YOUR OBJECTIVE:
Go through the data and copy every line in which "private" appears.

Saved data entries
○ ○ ○ ○
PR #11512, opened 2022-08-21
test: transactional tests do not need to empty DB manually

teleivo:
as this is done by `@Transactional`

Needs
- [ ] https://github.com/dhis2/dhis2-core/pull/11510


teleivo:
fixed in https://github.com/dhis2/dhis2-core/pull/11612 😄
○ ○ ○ ○
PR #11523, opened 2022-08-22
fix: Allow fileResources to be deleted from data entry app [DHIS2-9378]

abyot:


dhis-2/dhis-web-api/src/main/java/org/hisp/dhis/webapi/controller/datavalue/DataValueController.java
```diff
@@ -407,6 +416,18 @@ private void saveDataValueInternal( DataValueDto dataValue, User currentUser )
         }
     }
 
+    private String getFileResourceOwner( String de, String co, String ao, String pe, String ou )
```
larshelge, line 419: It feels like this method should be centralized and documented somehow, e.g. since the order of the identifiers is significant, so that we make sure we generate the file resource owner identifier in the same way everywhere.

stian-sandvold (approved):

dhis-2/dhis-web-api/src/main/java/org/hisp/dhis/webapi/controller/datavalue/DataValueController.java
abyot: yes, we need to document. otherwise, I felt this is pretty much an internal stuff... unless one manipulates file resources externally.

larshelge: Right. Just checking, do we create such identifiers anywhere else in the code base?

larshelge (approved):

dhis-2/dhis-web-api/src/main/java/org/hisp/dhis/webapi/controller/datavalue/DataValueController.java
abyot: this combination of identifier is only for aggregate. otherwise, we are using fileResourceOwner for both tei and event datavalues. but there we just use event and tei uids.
○ ○ ○ ○
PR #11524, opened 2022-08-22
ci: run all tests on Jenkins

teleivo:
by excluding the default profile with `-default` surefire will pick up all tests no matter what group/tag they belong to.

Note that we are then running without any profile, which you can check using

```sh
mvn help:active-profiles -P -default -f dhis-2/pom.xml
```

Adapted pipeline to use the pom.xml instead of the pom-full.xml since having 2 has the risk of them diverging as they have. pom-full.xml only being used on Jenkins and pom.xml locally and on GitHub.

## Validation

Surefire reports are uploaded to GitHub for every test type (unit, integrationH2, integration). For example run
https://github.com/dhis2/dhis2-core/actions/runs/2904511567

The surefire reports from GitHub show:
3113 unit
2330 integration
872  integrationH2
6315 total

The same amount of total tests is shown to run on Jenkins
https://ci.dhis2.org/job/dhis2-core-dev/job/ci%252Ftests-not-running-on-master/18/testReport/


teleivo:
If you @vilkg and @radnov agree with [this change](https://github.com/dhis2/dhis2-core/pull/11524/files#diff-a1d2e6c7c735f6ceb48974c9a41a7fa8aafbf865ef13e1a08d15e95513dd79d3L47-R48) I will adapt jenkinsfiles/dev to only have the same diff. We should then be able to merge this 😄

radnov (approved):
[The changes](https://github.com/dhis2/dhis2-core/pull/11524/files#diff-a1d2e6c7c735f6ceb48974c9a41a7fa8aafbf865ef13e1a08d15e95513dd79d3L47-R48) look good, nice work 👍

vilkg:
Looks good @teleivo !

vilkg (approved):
○ ○ ○ ○
EXERCISE RESULT:
@@ -407,6 +416,18 @@ private void saveDataValueInternal( DataValueDto dataValue, User currentUser )
+    private String getFileResourceOwner( String de, String co, String ao, String pe, String ou )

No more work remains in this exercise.